Issue #987, opened 2018-12-17
Show powerup count during level


clintmoyer:
**SuperTux version:** 0.5.1
**System information:** Arch Linux (kernel 4.19.4)

It would be nice for the player to be able to visualize their weapon count. Each subsequent powerup [increments the weapon count](https://github.com/SuperTux/supertux/blob/v0.5.1/src/object/player.cpp#L1122). Perhaps the weapon count could be shown underneath the coin count in the top-right corner.

Alzter:
Wait, what?? Having more fireflowers gives you more max bullets? I never knew that! It should be visually represented, yeah.

PR #1022, opened 2018-12-31
Show power up count

clintmoyer:
Enhancement from https://github.com/SuperTux/supertux/issues/987.

- adds a counter to show the fire or ice ammo count
- hidden when no bonus
- offset fps and player position by another 20 pixels

issue-987

powerups

### DIFF
--- a/src/supertux/player_status_hud.cpp
+++ b/src/supertux/player_status_hud.cpp
@@ -30,7 +30,9 @@ PlayerStatusHUD::PlayerStatusHUD(PlayerStatus& player_status) :
   m_player_status(player_status),
   displayed_coins(DISPLAYED_COINS_UNSET),
   displayed_coins_frame(0),
-  coin_surface(Surface::from_file("images/engine/hud/coins-0.png"))
+  coin_surface(Surface::from_file("images/engine/hud/coins-0.png")),
+  fire_surface(Surface::from_file("images/objects/bullets/fire_bullet-0.png")),
+  ice_surface(Surface::from_file("images/objects/bullets/ice_bullet.png"))
 {
 }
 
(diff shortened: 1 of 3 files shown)


tobbi:
@clintmoyer Thanks for this! Very much appreciated! I would personally prefer displaying a fire flower instead of a fire bullet in the top right corner. And not showing a number but showing 2 actual fire flowers. 

But this is my personal preference, I presume. 

@SuperTux/developers @SuperTux/level-designers What do you think?

serano01:
I think an fire flower and an actual number would be best, but that is nitpicking. Otherwise an nice addition.

qwertychouskie:
IMO it is perfect just how it is, showing a Fire Flower instead may make the user think they will only loose 1 flower when getting hit, not all of them.  The way it is done in this PR avoids that confusion.

Rusty-Box:
The way it is done here is a good idea. There may be, however, a rather tricky icon decision when it comes to the air and earth powerup, as they are being affected by this multiple collecting of powerups as well. (Since they don't have stuff like bullets.)
Honestly, I'm not in favor with the "affecting of powerups by multiple collections" in general but as long as it still persists this PR shall be considered.

tobbi:
How about just showing an air / earth flower for those cases where there are no bullets?

Alzter:
Are we going to merge this soon?

HybridDog:
[Rejected-Ideas](https://github.com/SuperTux/supertux/wiki/Rejected-Ideas) mentions Power meter. I don't know what is meant by that (broken link); I think it could refer to showing something like power up count in the UI.

Alzter:
> [Rejected-Ideas](https://github.com/SuperTux/supertux/wiki/Rejected-Ideas) mentions Power meter. I don't know what is meant by that (broken link); I think it could refer to showing something like power up count in the UI.

That's a separate thing, more like a super meter.

weluvgoatz:
Is this going to be merged? If so, then the "conflicting files" have to be fixed...

clintmoyer:
I submitted this change almost a year ago. Both the PR and [enhancement report](https://github.com/SuperTux/supertux/issues/987) seemed to garner interest. Can somebody with merge permissions let me know if this will be accepted? Once I get that confirmation I will fix merge conflicts.

clintmoyer:
Can somebody with merge permissions let me know if this will be accepted? Once I get that confirmation I will fix merge conflicts.

src/supertux/player_status_hud.cpp
```diff
@@ -85,6 +87,49 @@ PlayerStatusHUD::draw(DrawingContext& context)
...
+
+  if (m_player_status.bonus == FIRE_BONUS) {
+
+    ammo_text = std::to_string(m_player_status.max_fire_bullets);
+
+    if (fire_surface) {
+      context.color().draw_surface(fire_surface,
+                                   Vector(static_cast<float>(context.get_width()) - BORDER_X - static_cast<float>(fire_surface->get_width()) - Resources::fixed_font->get_text_width(ammo_text),
+                                          BORDER_Y + 1.0f + (Resources::fixed_font->get_text_height(coins_text) + 5) + (Resources::fixed_font->get_text_height(ammo_text) + 5) * static_cast<float>(player_id)),
+                                   LAYER_HUD);
```
HybridDog: Please insert line breaks if the text exceeds 80 characters. 
If the text goes too far to the right, it is difficult to read on github (bad example [here](http://github.com/SuperTux/supertux/blob/02631a48ccaf9a3924ea4b9f7a0f8886ec38ff98/src/supertux/player_status_hud.cpp#L75)), or when using a text editor with small width.
See also: https://01.org/linuxgraphics/gfx-docs/drm/process/coding-style.html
━━━━━━
BRIEF: Identify each line in the entries with the word "mentions" and copy it.

WRITTEN RESPONSE:
[Rejected-Ideas](https://github.com/SuperTux/supertux/wiki/Rejected-Ideas) mentions Power meter. I don't know what is meant by that (broken link); I think it could refer to showing something like power up count in the UI.
> [Rejected-Ideas](https://github.com/SuperTux/supertux/wiki/Rejected-Ideas) mentions Power meter. I don't know what is meant by that (broken link); I think it could refer to showing something like power up count in the UI.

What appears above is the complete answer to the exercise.